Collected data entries
######
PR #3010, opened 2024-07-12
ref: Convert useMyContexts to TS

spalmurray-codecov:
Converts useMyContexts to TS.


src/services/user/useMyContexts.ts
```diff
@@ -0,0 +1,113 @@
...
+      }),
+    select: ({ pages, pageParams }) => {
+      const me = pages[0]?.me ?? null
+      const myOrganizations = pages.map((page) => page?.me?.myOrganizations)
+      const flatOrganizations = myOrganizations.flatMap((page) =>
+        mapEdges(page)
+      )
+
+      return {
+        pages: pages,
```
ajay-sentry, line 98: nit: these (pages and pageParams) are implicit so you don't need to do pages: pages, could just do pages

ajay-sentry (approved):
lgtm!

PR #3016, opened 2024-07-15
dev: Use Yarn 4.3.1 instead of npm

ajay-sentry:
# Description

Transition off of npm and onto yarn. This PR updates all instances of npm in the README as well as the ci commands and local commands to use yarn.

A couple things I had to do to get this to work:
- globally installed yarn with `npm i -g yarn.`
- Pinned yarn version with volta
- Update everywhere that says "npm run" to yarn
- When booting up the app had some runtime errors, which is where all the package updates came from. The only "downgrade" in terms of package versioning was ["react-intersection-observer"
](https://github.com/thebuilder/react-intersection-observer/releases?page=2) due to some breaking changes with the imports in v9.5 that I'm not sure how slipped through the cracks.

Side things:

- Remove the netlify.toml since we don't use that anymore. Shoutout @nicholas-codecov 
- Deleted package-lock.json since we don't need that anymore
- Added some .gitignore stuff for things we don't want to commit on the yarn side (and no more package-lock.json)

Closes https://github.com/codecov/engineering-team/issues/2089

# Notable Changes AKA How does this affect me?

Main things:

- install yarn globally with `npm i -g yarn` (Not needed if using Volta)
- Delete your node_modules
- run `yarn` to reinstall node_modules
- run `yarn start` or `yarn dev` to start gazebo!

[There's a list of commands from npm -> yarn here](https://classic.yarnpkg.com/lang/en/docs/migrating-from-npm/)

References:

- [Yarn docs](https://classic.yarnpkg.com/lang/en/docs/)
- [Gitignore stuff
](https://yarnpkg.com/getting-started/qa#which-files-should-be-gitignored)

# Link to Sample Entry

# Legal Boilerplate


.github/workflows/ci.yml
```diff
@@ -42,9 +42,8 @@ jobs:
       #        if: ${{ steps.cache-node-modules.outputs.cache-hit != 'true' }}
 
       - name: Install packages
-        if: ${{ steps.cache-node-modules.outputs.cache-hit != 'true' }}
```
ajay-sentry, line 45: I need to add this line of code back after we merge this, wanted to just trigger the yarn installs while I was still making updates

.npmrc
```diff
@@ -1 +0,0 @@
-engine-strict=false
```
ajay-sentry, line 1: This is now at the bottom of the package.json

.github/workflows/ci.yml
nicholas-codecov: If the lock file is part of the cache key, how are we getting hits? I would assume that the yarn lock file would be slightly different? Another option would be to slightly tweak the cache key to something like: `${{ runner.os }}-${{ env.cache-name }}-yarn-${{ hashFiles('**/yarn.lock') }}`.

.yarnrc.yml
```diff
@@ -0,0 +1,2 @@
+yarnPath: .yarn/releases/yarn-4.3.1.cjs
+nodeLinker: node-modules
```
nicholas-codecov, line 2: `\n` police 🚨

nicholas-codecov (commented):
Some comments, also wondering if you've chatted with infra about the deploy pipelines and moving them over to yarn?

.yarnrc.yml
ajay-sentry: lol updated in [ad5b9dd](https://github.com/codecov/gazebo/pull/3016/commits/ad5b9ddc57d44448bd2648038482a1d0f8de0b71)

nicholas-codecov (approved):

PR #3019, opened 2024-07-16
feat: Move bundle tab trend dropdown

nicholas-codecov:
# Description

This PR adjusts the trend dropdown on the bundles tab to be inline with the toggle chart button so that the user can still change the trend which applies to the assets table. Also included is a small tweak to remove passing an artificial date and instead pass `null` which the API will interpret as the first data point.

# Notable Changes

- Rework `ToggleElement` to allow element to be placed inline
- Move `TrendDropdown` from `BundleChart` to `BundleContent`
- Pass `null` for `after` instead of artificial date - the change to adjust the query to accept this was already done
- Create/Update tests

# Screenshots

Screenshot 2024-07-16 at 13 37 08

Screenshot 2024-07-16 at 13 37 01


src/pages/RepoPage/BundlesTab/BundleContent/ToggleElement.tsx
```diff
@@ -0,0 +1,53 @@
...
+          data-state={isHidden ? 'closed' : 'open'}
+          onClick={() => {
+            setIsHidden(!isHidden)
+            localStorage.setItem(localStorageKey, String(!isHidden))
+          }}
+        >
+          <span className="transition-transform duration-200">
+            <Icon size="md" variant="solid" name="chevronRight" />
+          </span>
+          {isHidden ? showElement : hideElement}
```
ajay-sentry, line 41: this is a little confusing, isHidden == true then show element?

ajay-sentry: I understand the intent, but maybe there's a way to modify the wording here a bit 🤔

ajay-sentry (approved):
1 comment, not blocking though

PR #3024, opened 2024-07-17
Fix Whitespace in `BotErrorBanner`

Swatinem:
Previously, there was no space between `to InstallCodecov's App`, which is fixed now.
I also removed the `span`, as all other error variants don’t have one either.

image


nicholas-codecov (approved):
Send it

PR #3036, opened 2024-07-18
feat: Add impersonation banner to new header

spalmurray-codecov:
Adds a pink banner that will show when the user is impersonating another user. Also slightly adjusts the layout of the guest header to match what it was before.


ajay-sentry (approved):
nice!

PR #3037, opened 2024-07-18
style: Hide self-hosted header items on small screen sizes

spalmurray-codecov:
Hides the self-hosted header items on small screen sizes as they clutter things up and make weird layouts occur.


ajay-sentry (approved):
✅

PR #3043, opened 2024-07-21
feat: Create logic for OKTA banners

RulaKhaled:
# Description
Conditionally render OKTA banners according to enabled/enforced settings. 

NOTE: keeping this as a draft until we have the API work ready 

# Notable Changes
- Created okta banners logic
######
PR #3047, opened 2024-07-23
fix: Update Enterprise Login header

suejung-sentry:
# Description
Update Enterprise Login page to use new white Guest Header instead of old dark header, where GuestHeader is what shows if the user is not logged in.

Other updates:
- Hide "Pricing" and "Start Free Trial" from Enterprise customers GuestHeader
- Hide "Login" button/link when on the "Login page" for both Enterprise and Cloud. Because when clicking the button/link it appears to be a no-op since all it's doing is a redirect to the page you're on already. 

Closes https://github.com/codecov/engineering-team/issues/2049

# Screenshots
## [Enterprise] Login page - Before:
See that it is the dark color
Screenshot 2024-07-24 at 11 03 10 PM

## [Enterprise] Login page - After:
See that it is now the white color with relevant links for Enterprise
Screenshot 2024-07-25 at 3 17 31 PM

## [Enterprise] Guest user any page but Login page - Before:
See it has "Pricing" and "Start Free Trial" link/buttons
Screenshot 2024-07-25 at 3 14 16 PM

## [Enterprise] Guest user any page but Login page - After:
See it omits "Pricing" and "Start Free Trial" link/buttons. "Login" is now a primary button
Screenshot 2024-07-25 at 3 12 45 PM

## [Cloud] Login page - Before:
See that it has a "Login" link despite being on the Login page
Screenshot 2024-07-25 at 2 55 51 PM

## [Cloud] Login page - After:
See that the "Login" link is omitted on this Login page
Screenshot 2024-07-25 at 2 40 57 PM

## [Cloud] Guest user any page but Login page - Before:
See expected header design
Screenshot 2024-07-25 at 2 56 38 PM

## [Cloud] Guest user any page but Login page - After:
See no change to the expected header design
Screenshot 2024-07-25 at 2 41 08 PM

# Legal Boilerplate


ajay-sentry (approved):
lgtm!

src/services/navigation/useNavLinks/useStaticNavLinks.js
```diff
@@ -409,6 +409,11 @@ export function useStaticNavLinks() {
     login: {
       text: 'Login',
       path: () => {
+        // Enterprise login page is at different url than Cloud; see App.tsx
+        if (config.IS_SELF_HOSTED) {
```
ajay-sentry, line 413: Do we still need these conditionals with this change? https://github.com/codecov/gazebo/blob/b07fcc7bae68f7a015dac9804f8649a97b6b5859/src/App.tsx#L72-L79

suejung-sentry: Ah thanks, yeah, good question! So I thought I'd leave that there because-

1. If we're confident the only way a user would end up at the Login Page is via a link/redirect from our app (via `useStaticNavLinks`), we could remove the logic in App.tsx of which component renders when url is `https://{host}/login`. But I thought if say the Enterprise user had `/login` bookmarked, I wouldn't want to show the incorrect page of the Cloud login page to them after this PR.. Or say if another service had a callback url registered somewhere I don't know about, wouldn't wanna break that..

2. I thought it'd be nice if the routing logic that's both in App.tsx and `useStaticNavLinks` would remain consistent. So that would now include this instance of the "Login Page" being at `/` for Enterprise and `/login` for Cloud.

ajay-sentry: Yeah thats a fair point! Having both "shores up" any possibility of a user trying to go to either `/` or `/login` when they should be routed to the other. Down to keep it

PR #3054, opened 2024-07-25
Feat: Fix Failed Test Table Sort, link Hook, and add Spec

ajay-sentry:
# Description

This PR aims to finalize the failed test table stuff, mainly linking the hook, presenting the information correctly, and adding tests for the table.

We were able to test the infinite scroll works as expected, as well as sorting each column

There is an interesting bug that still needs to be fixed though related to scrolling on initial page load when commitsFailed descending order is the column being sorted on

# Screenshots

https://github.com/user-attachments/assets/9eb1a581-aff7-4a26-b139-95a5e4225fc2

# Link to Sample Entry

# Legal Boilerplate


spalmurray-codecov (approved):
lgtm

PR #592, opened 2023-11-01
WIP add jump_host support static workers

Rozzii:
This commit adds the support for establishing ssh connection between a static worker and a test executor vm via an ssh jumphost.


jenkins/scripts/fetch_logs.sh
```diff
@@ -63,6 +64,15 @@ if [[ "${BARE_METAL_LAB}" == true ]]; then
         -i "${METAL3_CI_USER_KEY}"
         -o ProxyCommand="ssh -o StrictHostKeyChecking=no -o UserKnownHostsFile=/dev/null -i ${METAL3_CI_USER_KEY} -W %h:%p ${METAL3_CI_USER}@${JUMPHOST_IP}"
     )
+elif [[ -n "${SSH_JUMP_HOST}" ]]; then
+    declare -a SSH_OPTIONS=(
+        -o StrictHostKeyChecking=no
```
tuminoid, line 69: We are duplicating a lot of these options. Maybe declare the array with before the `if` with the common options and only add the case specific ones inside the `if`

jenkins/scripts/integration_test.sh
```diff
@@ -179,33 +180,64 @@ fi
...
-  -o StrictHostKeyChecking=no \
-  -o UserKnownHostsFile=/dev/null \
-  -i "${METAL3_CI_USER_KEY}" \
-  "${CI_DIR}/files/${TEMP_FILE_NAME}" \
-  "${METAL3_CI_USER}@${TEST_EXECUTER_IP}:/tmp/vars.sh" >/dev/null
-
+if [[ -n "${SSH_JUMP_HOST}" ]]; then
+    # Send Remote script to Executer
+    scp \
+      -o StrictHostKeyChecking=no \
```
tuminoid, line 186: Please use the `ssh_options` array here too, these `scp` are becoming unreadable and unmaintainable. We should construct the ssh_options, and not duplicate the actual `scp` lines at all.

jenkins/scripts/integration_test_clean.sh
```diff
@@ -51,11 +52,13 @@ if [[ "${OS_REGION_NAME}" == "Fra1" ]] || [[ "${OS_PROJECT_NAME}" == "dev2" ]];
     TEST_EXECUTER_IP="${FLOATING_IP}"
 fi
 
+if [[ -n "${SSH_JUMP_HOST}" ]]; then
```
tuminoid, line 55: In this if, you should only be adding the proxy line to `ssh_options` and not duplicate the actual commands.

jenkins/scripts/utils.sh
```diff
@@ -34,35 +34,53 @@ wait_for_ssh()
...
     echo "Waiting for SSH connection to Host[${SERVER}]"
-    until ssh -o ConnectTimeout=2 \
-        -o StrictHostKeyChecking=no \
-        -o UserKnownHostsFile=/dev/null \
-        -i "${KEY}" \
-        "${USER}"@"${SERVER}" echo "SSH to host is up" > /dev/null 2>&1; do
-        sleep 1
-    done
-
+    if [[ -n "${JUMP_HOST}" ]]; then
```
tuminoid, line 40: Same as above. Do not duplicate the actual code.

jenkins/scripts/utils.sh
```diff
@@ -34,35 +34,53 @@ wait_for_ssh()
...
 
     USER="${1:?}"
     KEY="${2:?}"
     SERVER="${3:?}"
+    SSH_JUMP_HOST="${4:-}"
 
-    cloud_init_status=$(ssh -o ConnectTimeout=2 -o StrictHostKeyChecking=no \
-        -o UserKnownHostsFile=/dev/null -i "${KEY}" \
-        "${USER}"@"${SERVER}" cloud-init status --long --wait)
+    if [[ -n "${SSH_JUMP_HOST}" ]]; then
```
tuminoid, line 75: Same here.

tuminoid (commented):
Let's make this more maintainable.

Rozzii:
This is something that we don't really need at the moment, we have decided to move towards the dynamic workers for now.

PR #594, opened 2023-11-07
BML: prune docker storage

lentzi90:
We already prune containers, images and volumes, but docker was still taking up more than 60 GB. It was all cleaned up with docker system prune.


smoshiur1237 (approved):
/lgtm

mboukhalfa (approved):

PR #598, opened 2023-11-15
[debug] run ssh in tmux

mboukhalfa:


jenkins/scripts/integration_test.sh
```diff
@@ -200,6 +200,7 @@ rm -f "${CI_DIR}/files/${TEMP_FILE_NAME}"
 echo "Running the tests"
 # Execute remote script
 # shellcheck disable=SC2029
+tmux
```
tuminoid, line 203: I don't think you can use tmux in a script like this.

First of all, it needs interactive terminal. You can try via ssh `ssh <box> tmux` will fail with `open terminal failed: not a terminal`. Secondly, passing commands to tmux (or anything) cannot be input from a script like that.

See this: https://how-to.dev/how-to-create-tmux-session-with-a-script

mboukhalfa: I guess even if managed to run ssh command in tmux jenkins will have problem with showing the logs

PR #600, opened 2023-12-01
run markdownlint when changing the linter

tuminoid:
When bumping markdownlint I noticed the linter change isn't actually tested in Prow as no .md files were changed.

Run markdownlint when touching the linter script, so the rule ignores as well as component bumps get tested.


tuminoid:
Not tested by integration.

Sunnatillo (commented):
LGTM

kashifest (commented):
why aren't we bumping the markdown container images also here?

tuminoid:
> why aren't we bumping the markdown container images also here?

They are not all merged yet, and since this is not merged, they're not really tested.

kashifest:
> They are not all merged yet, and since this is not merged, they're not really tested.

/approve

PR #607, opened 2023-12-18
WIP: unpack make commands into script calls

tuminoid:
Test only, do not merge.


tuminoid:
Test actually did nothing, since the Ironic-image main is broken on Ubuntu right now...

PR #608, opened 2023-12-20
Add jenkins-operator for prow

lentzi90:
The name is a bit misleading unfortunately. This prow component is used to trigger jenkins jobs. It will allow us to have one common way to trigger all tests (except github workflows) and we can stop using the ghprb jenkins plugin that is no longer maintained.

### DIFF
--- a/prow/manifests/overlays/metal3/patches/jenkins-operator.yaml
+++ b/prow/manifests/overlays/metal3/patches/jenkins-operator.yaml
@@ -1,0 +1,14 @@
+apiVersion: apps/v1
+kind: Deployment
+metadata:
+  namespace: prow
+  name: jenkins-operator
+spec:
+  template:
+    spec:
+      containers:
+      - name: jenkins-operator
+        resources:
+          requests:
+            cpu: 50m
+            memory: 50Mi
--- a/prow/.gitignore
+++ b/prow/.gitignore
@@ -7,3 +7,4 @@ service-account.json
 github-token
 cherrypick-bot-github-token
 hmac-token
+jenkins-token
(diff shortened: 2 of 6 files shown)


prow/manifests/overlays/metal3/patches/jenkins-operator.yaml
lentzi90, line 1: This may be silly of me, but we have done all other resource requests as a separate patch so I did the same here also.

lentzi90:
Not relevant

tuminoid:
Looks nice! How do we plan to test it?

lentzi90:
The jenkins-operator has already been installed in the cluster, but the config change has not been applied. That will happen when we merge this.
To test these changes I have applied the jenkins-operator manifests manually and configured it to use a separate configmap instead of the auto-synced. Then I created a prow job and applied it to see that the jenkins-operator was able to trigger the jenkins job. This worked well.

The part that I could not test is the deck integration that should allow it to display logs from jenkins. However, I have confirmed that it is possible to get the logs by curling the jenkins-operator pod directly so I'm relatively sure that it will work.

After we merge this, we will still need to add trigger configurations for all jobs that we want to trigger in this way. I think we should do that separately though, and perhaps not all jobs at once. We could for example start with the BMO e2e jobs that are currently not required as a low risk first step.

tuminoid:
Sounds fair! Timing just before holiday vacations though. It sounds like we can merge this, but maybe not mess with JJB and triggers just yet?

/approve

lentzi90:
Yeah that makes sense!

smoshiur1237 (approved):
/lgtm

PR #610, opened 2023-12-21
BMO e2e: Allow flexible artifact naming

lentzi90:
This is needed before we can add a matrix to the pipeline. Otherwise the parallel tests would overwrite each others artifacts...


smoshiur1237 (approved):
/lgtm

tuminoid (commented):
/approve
######
What to produce => Beginning at the line with "PR #3054, opened 2024-07-25" and stopping after the line with "This PR aims", please write out every line of the data above exactly and nothing else.

Exercise answer =>
PR #3054, opened 2024-07-25
Feat: Fix Failed Test Table Sort, link Hook, and add Spec

ajay-sentry:
# Description

This PR aims to finalize the failed test table stuff, mainly linking the hook, presenting the information correctly, and adding tests for the table.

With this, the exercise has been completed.